Good points about the super.  Mine's set up how I like it at the moment, trying to balance additional contributions (for a longer term benefit) with leaving me enough funds to invest for short to medium turn benefit.  After all, there's no point retiring a billionaire if I haven't lived life during my first 65 years!   

Well, thanks everyone for taking the time to write out well-considered responses.  I really do appreciate it and I'm encouraged by the quality of people here.

Cheers
cashcow


----------



## Smurf1976 (19 January 2006)

If it were me then I would be designing and testing a system and proving that it works before putting ANY money in the market.

As far as tax and trading is concerned, I'd rather pay tax on profits than be looking for deductions because I made a loss. 

Don't leverage anything at first IMO. That's asking for trouble. Start small and aim for a decent % profit and then add more capital over time. Aim to make x % in a year rather than x dollars.

If it's in the news then you're almost certainly too late as the price will already have moved.

If you're going to trade short term then have you considered forex rather than stocks? The only reason for saying this is that there are various "demo" accounts with forex so you can practice trading with fake money but see the trades in real time in a real account (but not with real money so you incur no losses or profits).
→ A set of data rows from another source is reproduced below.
PR #1422, opened 2024-02-27
Improve error display (with @mwaskom)

ekzhang:
This splits up errors into two classes: user errors and CLI errors.

## CLI errors

Before, CLI errors displayed a long traceback.

image

Now they display just the error message, relevant to the user, but the original behavior can be restored by running with the `MODAL_TRACEBACK=1` config option.

image

## User errors

Before, user code errors in a file loaded by Modal printed out a long traceback.

image

Now, they print out a shorter traceback.

image

### DIFF
--- a/modal/__main__.py
+++ b/modal/__main__.py
@@ -1,13 +1,35 @@
 # Copyright Modal Labs 2022
+import sys
+
 from ._traceback import highlight_modal_deprecation_warnings, setup_rich_traceback
 from .cli.entry_point import entrypoint_cli
+from .cli.import_refs import CliUserExecutionError
+from .config import config
 
 
 def main():
     # Setup rich tracebacks, but only on user's end, when using the Modal CLI.
     setup_rich_traceback()
     highlight_modal_deprecation_warnings()
-    entrypoint_cli()
+
+    if config.get("traceback"):
+        try:
+            entrypoint_cli()
+        except CliUserExecutionError as exc:
+            raise exc.__cause__ from None
+    else:
+        try:
+            entrypoint_cli()
+        except CliUserExecutionError as exc:
+            raise exc.__cause__ from None
+        except Exception as exc:
+            from rich.console import Console
+            from rich.panel import Panel
+
+            console = Console(stderr=True)
+            panel = Panel(str(exc), border_style="red", title="Error", title_align="left")
+            console.print(panel, highlight=False)
+            sys.exit(1)
 
 
 if __name__ == "__main__":
--- a/modal/__main__.py
+++ b/modal/__main__.py
@@ -12,17 +12,14 @@ def main():
     setup_rich_traceback()
     highlight_modal_deprecation_warnings()
 
-    if config.get("traceback"):
-        try:
-            entrypoint_cli()
-        except CliUserExecutionError as exc:
-            raise exc.__cause__ from None
-    else:
-        try:
-            entrypoint_cli()
-        except CliUserExecutionError as exc:
-            raise exc.__cause__ from None
-        except Exception as exc:
+    try:
+        entrypoint_cli()
+    except CliUserExecutionError as exc:
+        raise exc.__cause__ from None
+    except Exception as exc:
+        if config.get("traceback"):
+            raise
+        else:
             from rich.console import Console
             from rich.panel import Panel
 
--- a/modal/cli/import_refs.py
+++ b/modal/cli/import_refs.py
@@ -1,8 +1,10 @@
 # Copyright Modal Labs 2023
-"""Utilities for CLI references to Modal entities
+"""Load or import Python modules from the CLI.
 
 For example, the function reference of `modal run some_file.py::stub.foo_func`
-or the stub lookup of `modal deploy some_file.py`
+or the stub lookup of `modal deploy some_file.py`.
+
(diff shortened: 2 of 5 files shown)


modal/config.py
```diff
@@ -194,6 +193,7 @@ class _Setting(typing.NamedTuple):
     "worker_id": _Setting(),  # For internal debugging use.
     "restore_state_path": _Setting("/__modal/restore-state.json"),
     "force_build": _Setting(False, transform=lambda x: x not in ("", "0")),
+    "traceback": _Setting(False, transform=lambda x: x not in ("", "0")),
```
mwaskom, line 196: Maybe `show_tracebacks`?

modal/__main__.py
```diff
@@ -1,13 +1,35 @@
...
+from .config import config
 
 
 def main():
     # Setup rich tracebacks, but only on user's end, when using the Modal CLI.
     setup_rich_traceback()
     highlight_modal_deprecation_warnings()
-    entrypoint_cli()
+
+    if config.get("traceback"):
```
mwaskom, line 15: Could you move this inside the `except Exception as exc` block so you don't need the duplicate code?

modal/cli/import_refs.py
```diff
@@ -42,6 +44,14 @@ class NoSuchObject(modal.exception.NotFoundError):
     pass
 
 
+class CliUserExecutionError(Exception):
```
mwaskom, line 47: Just bike-shedding, but this name is not super clear to me.

modal/cli/import_refs.py
```diff
@@ -42,6 +44,14 @@ class NoSuchObject(modal.exception.NotFoundError):
...
+    """Private wrapper for exceptions during stub imports in the CLI.
+
+    This intentionally does not inherit from `modal.exception.Error`. Exceptions
```
mwaskom, line 50: > This intentionally does not inherit from `modal.exception.Error`. 

J/w but why is this important?

modal/cli/import_refs.py
```diff
@@ -1,8 +1,10 @@
 # Copyright Modal Labs 2023
-"""Utilities for CLI references to Modal entities
+"""Load or import Python modules from the CLI.
 
 For example, the function reference of `modal run some_file.py::stub.foo_func`
-or the stub lookup of `modal deploy some_file.py`
+or the stub lookup of `modal deploy some_file.py`.
+
+These functions are only called by the Modal CLI, not in tasks.
```
mwaskom, line 7: If I'm following the code properly, we also have `modal.serving.serve_stub` which uses some of these functions. That's pretty convoluted though!

mwaskom (approved):
Do we need those first 5 frames in the "user code" traceback?

ekzhang:
> Do we need those first 5 frames in the "user code" traceback?

I don't think we need them! I tried to get the exception to avoid those first 5 frames but couldn't figure it out yet.

modal/config.py
ekzhang: I'm basing this off the `RUST_BACKTRACE=1` environment variable

modal/__main__.py
ekzhang: I could, but then it would add another stack frame to the error

modal/cli/import_refs.py
ekzhang: Yeah it's an internal error and won't be ever seen by users. It's not meant to be caught.

modal/cli/import_refs.py
ekzhang: Updated the comment

modal/cli/import_refs.py
ekzhang: Nice find. I think `modal.serving` isn't public API and we should mention this!

modal/__main__.py
mwaskom: Hm I think if you have something like
```python
try:
    entrypoint_cli()
except Exception as exc:
    if show_traceback:
        raise exc
    else:
        print(...)
```
then it would render the as if you'd just called `entrypoint_cli()` with no try/except.

modal/cli/import_refs.py
mwaskom: Not public API or not *intended* to be public API? ;)

modal/cli/import_refs.py
mwaskom: Yeah I just mean as a developer trying to understand why we have it. Not a big deal though.

modal/cli/import_refs.py
mwaskom: Thanks (though I still don't follow the implication — why would inheriting from `modal.exception.Error` interfere with the way we use this exception class?)

modal/cli/import_refs.py
ekzhang: Not intended to be public API!

modal/cli/import_refs.py
ekzhang: It wouldn't interfere, it's just a separation of concerns! The `modal.exception.Error` is our public error interface and this is a minimal wrapper error.

modal/__main__.py
ekzhang: Got it!

mwaskom:
So pumped about the example show in the PR description; this is such an improvement!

Just a suggestion. Not saying there's anything wrong with stocks though, just that the option of playing with a real account at no cost might make forex a good learning mechanism to try out ideas.


----------



## ob1kenobi (19 January 2006)

cashcow said:
			
		

> Wow, an abundance of replies ...
> 
> obi1kenobi,
> You touched on an important question there; whether I'm trying to be an investor or trader. The short answer is a mixture of both really. Due to my circumstances it's far, far more beneficial for me to look for growth via capital gain and so in that sense I'm an investor or at least a longer-term trader. That said, I'm not going to hold a stock to get over the 12-month mark if that means sacrificing profits  I've already downloaded the CGT guide from the ATO which will make for some light bedtime reading. It's definitely a good idea to get acquainted with all the intricasies of the rules before one steps onto the playing field
> ...




You're welcome. With respect to the Trader v Investor scenario, the ATO will determine in their own time which category you fall in. You may start out as an investor and one day be told by the ATO that they regard you as a Trader and thus as a business. Financial record keeping in all of this is a must. I merely highlighted the tax side as people often overlook it. Profits should dictate trades. In my trading plan by the way, I stipulate a minimum profit margin that I strive for. Currently that's 20%. Anything above that is terrific. different people will have different tolerances, find that which suits you best. The percentages are important to focus on, so to is your own research. At the end of the day, it's your money.

Good luck!


----------



## money tree (19 January 2006)

Smurf1976 said:
			
		

> As far as tax and trading is concerned, I'd rather pay tax on profits than be looking for deductions because I made a loss.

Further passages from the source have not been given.